## [Your goal]
Your answer is a number only: how many lines in the data below contain "dict"?

Stored items
╔══

PR #93, opened 2026-06-07
test: failing regression for start_timestamp='0' in schedules._parse_program

razzamatazm:
## Summary

- Adds a failing regression test proving that `api/schedules.py:_parse_program` has the same string-timestamp truthiness bug that PR #88 fixed in `download_builder.py` via `_coerce_ts`.
- 5 regression guards pass; 1 test fails on main, confirming the bug.
- No source code changed. The fix belongs in a separate PR.

## The bug

`_parse_program` in `api/schedules.py` checks:

```python
if start_timestamp and stop_timestamp:
```

When `start_timestamp="0"` (a non-empty string), this condition is `True`, so the code calls `datetime.fromtimestamp(int("0"))` and returns epoch 1970. The real `start_time`/`end_time` fields are ignored.

PR #88 fixed `download_builder.py` by routing through `_coerce_ts`, which converts `"0"` to integer `0` before the truthiness check. `schedules.py` was not updated and still uses the raw value.

## Impact

A schedule created when the provider sends `start_timestamp: "0"` (placeholder) stores epoch 1970 as its program times. `available_at_utc()` returns 1970, which is past the catchup window, so the scheduler marks the recording FAILED on its first tick even though the show has not aired.

## Test output (main)

```
FAIL: test_string_zero_start_timestamp_ignores_string_times
AssertionError: 0 == 0 : start_ts must not be epoch 0 (1970); string '0' should not be used as a timestamp
Ran 239 tests -- FAILED (failures=1)
```

## Test plan

- Run `python -m unittest discover -s tests` from `backend/` with the venv.
- Confirm 1 failure on main, all passing after the fix is applied.

### DIFF
--- a/backend/api/schedules.py
+++ b/backend/api/schedules.py
@@ -27,9 +27,16 @@ class ScheduleCreate(BaseModel):
     post_padding_minutes: Optional[conint(ge=0, le=120)] = 0
 
 
+def _coerce_ts(value) -> int:
+    try:
+        return int(value)
+    except (TypeError, ValueError):
+        return 0
+
+
 def _parse_program(program: dict) -> tuple[datetime, datetime, int, int, int, str | None, str | None]:
-    start_timestamp = program.get("start_timestamp")
-    stop_timestamp = program.get("stop_timestamp")
+    start_timestamp = _coerce_ts(program.get("start_timestamp"))
+    stop_timestamp = _coerce_ts(program.get("stop_timestamp"))
 
     if start_timestamp and stop_timestamp:
         start_time = datetime.fromtimestamp(int(start_timestamp), tz=timezone.utc)
--- a/backend/tests/test_schedule_parse_program_timestamps.py
+++ b/backend/tests/test_schedule_parse_program_timestamps.py
@@ -112,6 +112,34 @@ class TestScheduleParseProgramTimestamps(unittest.TestCase):
         _, _, _, _, duration, _, _ = _parse_program(program)
         self.assertEqual(duration, 60)
 
+    def test_empty_string_start_timestamp_falls_through_to_iso(self):
+        """Empty string start_timestamp is non-numeric; must fall through to ISO strings."""
+        import datetime as dt
+        program = {
+            "start_timestamp": "",
+            "stop_timestamp": "",
+            "start_time": "2026-03-30T17:00:00+00:00",
+            "end_time":   "2026-03-30T18:00:00+00:00",
+        }
+        _, _, start_ts, _, duration, _, _ = _parse_program(program)
+        expected = int(dt.datetime(2026, 3, 30, 17, 0, 0, tzinfo=dt.timezone.utc).timestamp())
+        self.assertEqual(start_ts, expected)
+        self.assertEqual(duration, 60)
+
+    def test_nonnumeric_start_timestamp_falls_through_to_iso(self):
+        """Non-numeric start_timestamp must fall through to ISO strings, not crash."""
+        import datetime as dt
+        program = {
+            "start_timestamp": "abc",
+            "stop_timestamp": "xyz",
+            "start_time": "2026-03-30T17:00:00+00:00",
+            "end_time":   "2026-03-30T18:00:00+00:00",
+        }
+        _, _, start_ts, _, duration, _, _ = _parse_program(program)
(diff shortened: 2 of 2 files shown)


razzamatazm-cleo (changes requested):
Confirmed the bug is real. In backend/api/schedules.py both `if start_timestamp and stop_timestamp:` checks (line 34 and line 48) test the raw value, so a non-empty string "0" is truthy and takes the timestamp branch: `int("0")` is 0, `datetime.fromtimestamp(0)` returns epoch 1970, and the valid start_time/end_time ISO strings are silently ignored. available_at_utc then sits far in the past and the scheduler fails the recording immediately. Good catch, and the five regression guards (valid int, valid string, int-zero-with-ISO, no-times-raises, ISO-only) are well chosen.

Two things before this can merge:

1. Blocking: this PR adds a failing test with no fix, so it turns main's suite red. test_string_zero_start_timestamp_ignores_string_times asserts start_ts equals the 2026 time and duration equals 60, but against current code start_ts is 0 and duration is 120, so `python -m unittest discover -s tests` fails on merge. The CLAUDE.shared.md rule is a test that fails before the fix and passes after, in the same change. Bundle the fix here. The cleanest fix matches what PR #88 already did in download_builder.py: coerce both values to int before the truthiness checks. backend/services/download_builder.py:17 already has `_coerce_ts(value) -> int` (returns 0 for None, empty, or non-numeric); import and apply it to start_timestamp and stop_timestamp once at the top of _parse_program, then both checks operate on ints and "0" correctly falls through to the ISO branch. Note there are two separate truthiness checks (lines 34 and 48); both must see the coerced value.

2. Non-blocking, but since the whole point is flaky-provider input: add a guard for the other shapes _coerce_ts normalizes, empty string "" and non-numeric "abc" as start_timestamp, both of which should fall through to the ISO branch. Cheap to add alongside the fix.

Codex left no substantive findings on this PR (only its boilerplate notice), so there is nothing to synthesize.

Re-review once the fix is in and the full suite is green.

razzamatazm:
Fix bundled per Cleo's review.

**What was wrong:** `_parse_program` tested the raw `start_timestamp` and `stop_timestamp` values for truthiness. A string `"0"` is truthy in Python, so it took the timestamp branch and called `datetime.fromtimestamp(0)`, storing 1970-01-01 as the program time. Schedules created this way had an `available_at_utc()` in 1970, past the catchup window, so the scheduler immediately marked them FAILED.

**Fix:** Added `_coerce_ts()` in `api/schedules.py` (mirrors the intent of `download_builder._parse_program_times`). Both `start_timestamp` and `stop_timestamp` are coerced to `int` at the top of `_parse_program`. String `"0"` becomes `int 0` (falsy) and correctly falls through to the ISO string branch.

**Tests:** Extended the regression suite with two new cases Cleo flagged as non-blocking:
- `""` (empty string) falls through to ISO branch
- `"abc"` (non-numeric) falls through to ISO branch without crashing

241 tests pass.

razzamatazm-cleo (approved):
**Review (Cleo) — approve.**

Re-review at 459a696. My prior blocking point (failing test with no fix) and the non-blocking guard request are both resolved.

The fix matches the PR #88 pattern exactly: a local `_coerce_ts` runs on both `start_timestamp` and `stop_timestamp` once at the top of `_parse_program`, so both truthiness guards (the parse branch and the `start_ts`/`stop_ts` branch) now operate on ints. String "0" coerces to int 0, falls through to the ISO `start_time`/`end_time` branch, and no longer returns epoch 1970. I traced all eight cases by hand and each matches its assertion: valid int and valid string pass straight through, int-0-plus-ISO and string-"0"-plus-ISO and ISO-only use the ISO times, empty "" and non-numeric "abc" fall through without crashing, and no-times raises ValueError.

The two extra guards I asked for (empty string, non-numeric string) are present.

Note: I could not execute `python -m unittest discover -s tests` here, no venv with the backend deps (fastapi, aiohttp) is installed in this environment, so the import-time deps make the module unrunnable locally. Verification above is by reading the code. Herald or CI should confirm the full suite is green before merge.

Minor, non-blocking: `_coerce_ts` is duplicated here rather than imported from download_builder.py. Defining it locally avoids coupling api/ to services/, so this is fine as-is. Codex left no substantive findings, nothing to synthesize.

PR #95, opened 2026-06-07
fix: pass content_type=None to all response.json() calls in xtream_client

razzamatazm:
## What a user would notice

On some IPTV providers (especially older or budget PHP panels), opening Browse, loading the program guide, or adding an account would fail completely with a generic error. No channels would load, and EPG refreshes would log errors and leave the guide stale. The provider was returning valid data, but Mustarrd was rejecting it because of the HTTP header the server sent.

## What changed

aiohttp 3.11 enforces `Content-Type: application/json` by default when parsing JSON responses. PHP-based Xtream panels commonly return `text/plain` or `text/html` even for valid JSON. Passing `content_type=None` to `response.json()` disables this check and accepts any content-type as long as the body is valid JSON.

All 11 `response.json()` call sites in `xtream_client.py` now pass `content_type=None`.

## Before

Provider returns `Content-Type: text/plain`. aiohttp raises:
```
ContentTypeError: Actual content-type header is 'text/plain'
```
Caught by generic exception handler, surfaces as "Failed to load channels from provider" or HTTP 400/500. No indication that the content-type header is the cause.

## After

`response.json(content_type=None)` accepts any content-type. Browse loads correctly, EPG refreshes complete, account validation works.

## How it was tested

11 regression tests in `test_xtream_client_content_type.py`, one per call site. Each test asserts that `response.json` was called with `content_type=None`. If any call site loses the argument, the corresponding test fails and the breakage is caught before it ships.

Full suite: 254 tests, all pass.

### DIFF
--- a/backend/services/xtream_client.py
+++ b/backend/services/xtream_client.py
@@ -40,7 +40,7 @@ class XtreamClient:
         async with session.get(url) as response:
             if response.status != 200:
                 raise Exception(f"Authentication failed: HTTP {response.status}")
-            data = await response.json()
+            data = await response.json(content_type=None)
             if "user_info" not in data:
                 raise Exception("Invalid response from server")
             if not data["user_info"].get("auth", 1):
@@ -54,7 +54,7 @@ class XtreamClient:
         async with session.get(url) as response:
             if response.status != 200:
                 raise Exception(f"Failed to get categories: HTTP {response.status}")
-            data = await response.json()
+            data = await response.json(content_type=None)
             return list(data.values()) if isinstance(data, dict) else data
 
     async def get_live_streams(self, category_id: Optional[str] = None) -> list:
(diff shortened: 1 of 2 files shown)


razzamatazm-cleo (approved):
**Review (Cleo) — approve.**

No Codex review on this PR, so this is a fresh pass.

Confirmed the fix is complete and correct. main has exactly 11 `response.json()` call sites in `backend/services/xtream_client.py` and this diff patches all 11 with `content_type=None`. `get_xmltv` is correctly left untouched: it returns raw bytes via `.read()`, not JSON, so the content-type guard never applies there. The reasoning is right too: aiohttp >= 3.11 enforces `application/json` by default and PHP Xtream panels routinely serve valid JSON as `text/plain`/`text/html`, which was raising `ContentTypeError` and surfacing as generic load failures across Browse, EPG, and account validation.

`content_type=None` only disables the header check; aiohttp still parses the body and raises on genuinely malformed JSON, so this does not weaken error handling.

Tests: `test_xtream_client_content_type.py` adds one regression per call site asserting `content_type=None` is passed, so dropping the argument on any site fails its test. Matches the repo's "test with every change" rule. No remaining concerns.

PR #96, opened 2026-06-07
docs: add changelog entries for PRs #93 and #95

razzamatazm:
## What a user would notice

Two plain-English changelog entries added for the fixes merged since the last Scribe run.

## Entries added

**PR #93:** Scheduled recordings no longer fail immediately on providers that send the start timestamp as the text \"0\" instead of a number. Python treats \"0\" as truthy, so Mustarrd was calculating a 1970 start time and immediately marking recordings Failed with \"catchup window has passed\". Start and stop timestamps are now converted to numbers before use.

**PR #95:** Browse and the program guide now work with providers that label their responses as text/plain or text/html instead of application/json. aiohttp was rejecting valid JSON because of the incorrect Content-Type header. Mustarrd now reads response content rather than trusting the header.

## How it was tested

- No em dashes in the new text (checked with Python unicode scan)
- Both entries are plain English, written for a non-technical Unraid operator
- Rebased cleanly on main

Docs only. No code changed.

### DIFF
--- a/CHANGELOG.md
+++ b/CHANGELOG.md
@@ -6,6 +6,22 @@ All notable changes to Mustarrd are listed here. Most recent changes are at the 
 
 ## 2026-06-07
 
+### Fixed: Browse and program guide now work with providers that label their responses incorrectly
+
+**What you would notice:** On some IPTV providers, especially older or budget PHP-based panels, opening Browse would show no channels, the program guide would fail to refresh and stay stale, and adding your account details would fail with a generic error. Everything looked correct in your settings and the provider itself was working. The underlying cause was that the provider's server was sending valid data but labeling it as plain text in the response header instead of JSON. Mustarrd was rejecting the data because of that incorrect label rather than reading what was actually inside it.
+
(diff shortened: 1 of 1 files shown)


razzamatazm-cleo (approved):
Approve.

Reviewed at head 9022766. No prior reviews. Verified both entries against the actual merged PRs they document.

- Entry for #95 (Content-Type): #95 is merged and passes content_type=None to all response.json() call sites so text/plain or text/html headers no longer break Browse/EPG/account add. Changelog gist is correct.
- Entry for #93 (string "0" timestamps): confirmed the merged #93 actually shipped the fix (the PR body claims "no source code changed", but the merged diff added _coerce_ts to api/schedules.py and main now has it). The changelog claim that timestamps are coerced to numbers with "0"/empty/non-numeric falling back to the guide times is accurate.
- Placement under the 2026-06-07 heading and the "What you would notice / What changed" format match the existing changelog style. No em dashes (the "---" are markdown rules).

Non-blocking nit: the #95 entry says Mustarrd "reads the content of each response to determine what it contains." The fix really just disables the header check and parses the body as JSON regardless of header, rather than sniffing content. Fine for a non-technical reader; tighten only if you want strict accuracy.

PR #97, opened 2026-06-07
fix: percent-encode credentials in xtream path URL builders

razzamatazm:
## What a user would notice

Before: if your IPTV provider password contained a special character like `#`, every catchup download would silently fail. The `#` acts as a URL fragment delimiter, so aiohttp would strip everything after it before sending the request. The provider received a truncated credential and returned a 401 or 404 error. Mustarrd reported a generic download failure with no indication that the credential was the cause.

After: passwords and usernames containing `#`, `?`, `/`, spaces, or any other URL-special character are safely percent-encoded in the stream URL. `p@ss#word` becomes `p%40ss%23word` in the path, which the provider receives and decodes correctly.

## What changed

**Backend (`backend/services/xtream_client.py`):** Added `quote` to the `urllib.parse` import. Applied `quote(..., safe='')` to `self.username` and `self.password` in all four path-segment URL builders: `build_timeshift_url`, `build_stream_url`, `build_vod_url`, `build_series_url`. The `_build_api_url` method already used `urlencode` and was not affected.

## How it was tested

Full backend suite: 265 tests, all pass.

11 new regression tests in `test_xtream_client_path_encoding.py` cover:
- `#` in password and username across all four builders (the primary bug)
- `?`, `/`, and space in credentials
- Normal credentials pass through unchanged
- `build_timeshift_url` date string is preserved unmodified

## Before

Password `p@ss#word` sent to provider as: `.../timeshift/user/p@ss` (truncated at `#`). Provider returns 401. Download marked FAILED with no useful error message.

## After

Password `p@ss#word` sent as: `.../timeshift/user/p%40ss%23word`. Provider receives the full credential.

### DIFF
--- a/backend/services/xtream_client.py
+++ b/backend/services/xtream_client.py
@@ -1,7 +1,7 @@
 import aiohttp
 from datetime import datetime
 from typing import Optional
-from urllib.parse import urljoin, urlencode
+from urllib.parse import urljoin, urlencode, quote
 
 
 VOD_TIMEOUT = aiohttp.ClientTimeout(total=90)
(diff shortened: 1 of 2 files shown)


razzamatazm-cleo (approved):
Approve.

Reviewed full diff at head 78a021a. No prior human/Codex reviews to synthesize.

Verified:
- All four path-style builders that embed credentials (timeshift, stream, vod, series) now percent-encode username and password with quote(safe=""). Complete: grep across backend confirms these are the only sites that put credentials in a URL path. The _request and xmltv.php call sites use urlencode query params, which were already safe, so no change needed there.
- Regression test fails before the fix and passes after (old code left raw "#" in the URL; assertIn("%23") would fail). Good coverage: "#", "?", "/", space, normal passthrough, and date preservation.
- Matches conventions: minimal diff, test added, async untouched, no em dashes.

Non-blocking notes (no action required for this PR):
- The GitGuardian alerts on the test file are false positives. They are obviously fake fixture credentials ("p@ss#word", "secret123"), not real secrets.
- date_str / provider_start are still inserted into the timeshift path unencoded. That is pre-existing and out of scope here (this PR is about credentials), but a provider sending a malformed provider_start with "/" or "#" could still break that one URL. Worth a future ticket, not a blocker.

╚══

## [Answer to the problem]
2